You need to etract the file using the archive tool,probabaly ARK OR ARC.
Then extract the tar file.
Then,there is a readme file and what appears to be an automatic installer labeled install.


----------



## RootbeaR (Dec 9, 2006)

gamaxray said:


> ok so every thing worked perfectly save for the sound
> 
> this is my info:
> ‎ATI Technologies Inc IXP400 AC'97 Audio Controller
> ...


Click on "Configure your Computer-Administration Center" The screwdriver/wrench button.

After entering root password and Control Center opens, click on the hardware tab.

Then click "Look at and Configure the Hardware."

Click on the info line below below where it says "Soundcard" Mine says "IXP400 AC'97 Audio Controller" (Left Pane)

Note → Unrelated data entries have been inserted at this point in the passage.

PR #1671, opened 2026-03-09
test: Verify that all source files use unix line endings

davidlattimore:
Also check for a newline at the end of the file.

### DIFF
--- a/wild/tests/integration_tests.rs
+++ b/wild/tests/integration_tests.rs
@@ -3887,4 +3887,79 @@ mod tidy {
             )
         }
     }
+
+    #[test]
+    fn check_text_files() -> Result {
+        const EXCLUDE_DIR: &[&str] = &[
+            "target",
+            "build",
+            "external_test_suites",
+            "fakes-debug",
+            "fakes",
+        ];
+
+        fn verify_path(path: &Path, problems: &mut Vec<String>) -> Result {
+            if EXCLUDE_DIR.iter().any(|e| path.ends_with(e)) {
+                return Ok(());
+            }
+
+            if path.is_dir() {
+                for entry in read_dir(path)
+                    .with_context(|| format!("Failed to read directory {}", path.display()))?
+                {
+                    let entry = entry?;
+                    let file_name = entry.file_name();
+                    let Some(file_name) = file_name.to_str() else {
+                        continue;
+                    };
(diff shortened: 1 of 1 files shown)


wild/tests/integration_tests.rs
```diff
@@ -3887,4 +3887,66 @@ mod tidy {
             )
         }
     }
+
+    #[test]
+    fn check_text_files() -> Result {
+        const EXCLUDE_DIR: &[&str] = &["target", "build", "external_test_suites"];
+        const EXTENSIONS: &[&str] = &[
```
mati865: Do you know if we can somehow tell if file is binary based on magic bytes range or something similar? I'm afraid the whitelist would go out of date without noticing it.

davidlattimore: Sure. I extended the test to check any files that have extensions on the list and also any files that are valid UTF-8, but don't have null bytes. I excluded a couple of json files since they get generated by certain tools, so we don't control them (they're unix format, but don't have trailing newlines). We also now validate that all files with extension on the list are valid UTF-8.

mati865: My intention was not having to deal with keeping extensions list up-to-date by using some heuristic.

wild/tests/integration_tests.rs
```diff
@@ -3887,4 +3887,112 @@ mod tidy {
...
+            "md",
+            "nix",
+            "rs",
+            "s",
+            "toml",
+            "txt",
+            "yml",
+        ];
+
+        const IGNORE_FILES: &[&str] = &["dhat-heap.json", "profile.json"];
```
mati865: They wouldn't have been matched anyway because the list doesn't contain json, but it won't hurt ;)

davidlattimore: They match due to the heuristic

wild/tests/integration_tests.rs
davidlattimore: Sure. I've gotten rid of the list and now just rely on the heuristic.

wild/tests/integration_tests.rs
mati865: Ah, the second comparison with `is_known_text_format` had logic OR instead of AND. You got me there.

PR #1673, opened 2026-03-09
fix: Print the correct message in --sym-info

mati865:
It broke in #1621, only printing the `update` was never called.


mati865:
No worries.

At the very bottom of the right side pane you will see "Run config tool", click it.

Mine says:
"Here you can select an alternative driver (either OSS or ALSA) for your sound card (ATI Technologies Inc.|IXP400 AC'97 Audio Controller).

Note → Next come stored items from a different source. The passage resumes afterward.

PR #1674, opened 2026-03-09
linker_script: emit "unclosed comment" error for unterminated block comments

plasmaDestroyer:
When a linker script contains an unclosed `/*` comment, the parser previously returned a generic winnow parse error with no meaningful message.

This adds an `UnclosedComment` variant to `LinkerScriptError` and returns it when `take_until("*/")` fails due to EOF, producing an error message containing "unclosed comment".

Fixes the mold test `linker-script-error.sh`.

### DIFF
--- a/libwild/src/linker_script.rs
+++ b/libwild/src/linker_script.rs
@@ -12,10 +12,13 @@ use winnow::BStr;
 use winnow::Parser as _;
 use winnow::ascii::dec_uint;
 use winnow::ascii::hex_digit1;
+use winnow::ascii::hex_uint;
 use winnow::ascii::multispace0;
 use winnow::combinator::alt;
+use winnow::combinator::delimited;
 use winnow::combinator::eof;
 use winnow::combinator::opt;
+use winnow::combinator::preceded;
 use winnow::combinator::repeat_till;
 use winnow::error::ContextError;
 use winnow::error::FromExternalError;
@@ -69,6 +72,7 @@ pub(crate) enum Command<'a> {
         value: &'a [u8],
     },
     Provide(ProvideSymbolDefinition<'a>),
+    Assert(AssertCommand<'a>),
 }
 
 #[derive(Debug, PartialEq, Eq)]
@@ -81,6 +85,7 @@ pub(crate) enum SectionCommand<'a> {
     Section(Section<'a>),
     SetLocation(Location),
     Align(Alignment),
+    Assert(AssertCommand<'a>),
 }
 
 #[derive(Debug, PartialEq, Eq, Clone, Copy)]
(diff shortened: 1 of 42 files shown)


libwild/src/linker_script.rs
```diff
@@ -510,6 +515,7 @@ impl std::fmt::Display for LinkerScriptError {
     fn fmt(&self, f: &mut std::fmt::Formatter<'_>) -> std::fmt::Result {
         match self {
             LinkerScriptError::InvalidAlignment => write!(f, "Invalid alignment"),
+            LinkerScriptError::UnclosedComment => write!(f, "unclosed comment"),
```
mati865: Let's make the case consistent:
```suggestion
            LinkerScriptError::UnclosedComment => write!(f, "Unclosed comment"),
```

mati865 (commented):
Please create a test (in addition to mold one) for it. You can let us know if you need help with that.

mati865:
> Fixes the mold test `linker-script-error.sh`.

Looks like this test was already passing before your changes.

plasmaDestroyer:
> > Fixes the mold test `linker-script-error.sh`.
> 
> Looks like this test was already passing before your changes.

It seems the test is listed in `mold_skip_tests.toml` under `skipped_groups.ignore` with reason `"We ignore these tests for some reasons"`, so it may have been getting skipped rather than passing. Running with WILD_IGNORE_SKIP=mold confirmed it failed before this fix.

Regarding the capitalization, the mold test greps for the exact string `'unclosed comment'` in lowercase, so capitalizing it would cause the test to fail, that is why i kept it that way.

i will create and add the test you asked for shortly.

plasmaDestroyer:
> You can let us know if you need help with that.

hey, I've written a test based on the pattern of the tests i saw, but it doesn't seem to be getting discovered by the test runner. Could you help me with this?

davidlattimore:
> > You can let us know if you need help with that.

Your card currently use the ALSA "snd-atiixp" driver (default driver for your card is "snd-atiixp")"

I think you can go from there.

If no luck, you know where to find me.

Welcome to TSG.
And PCLOS. An OS for the 21st Century.


----------



## gamaxray (Mar 1, 2008)

RootbeaR said:


> Click on "Configure your Computer-Administration Center" The screwdriver/wrench button.
> 
> After entering root password and Control Center opens, click on the hardware tab.
> 
> ...


ya mine says the same stuff and i have also tried alsaconf and no luck also reinstalling alsa driver and stuff and still no luck. did your audio work from the start?


----------



## RootbeaR (Dec 9, 2006)

gamaxray said:


> ya mine says the same stuff and i have also tried alsaconf and no luck also reinstalling alsa driver and stuff and still no luck. did your audio work from the start?


Yes. With the LiveCD.
I'm off to bed.
Will have a look first thing in the am. I think there was another driver I used once that worked too.
I'll get back to you. Right away. Just too tired now.

In the meantime, might be a good idea to make sure you are completely updated.


----------



## RootbeaR (Dec 9, 2006)

When did you install PCLOS and did the sound ever work with it, including with the LiveCD?

Do you know your speakers work?

Have you updated the system through Synaptic Package Manager?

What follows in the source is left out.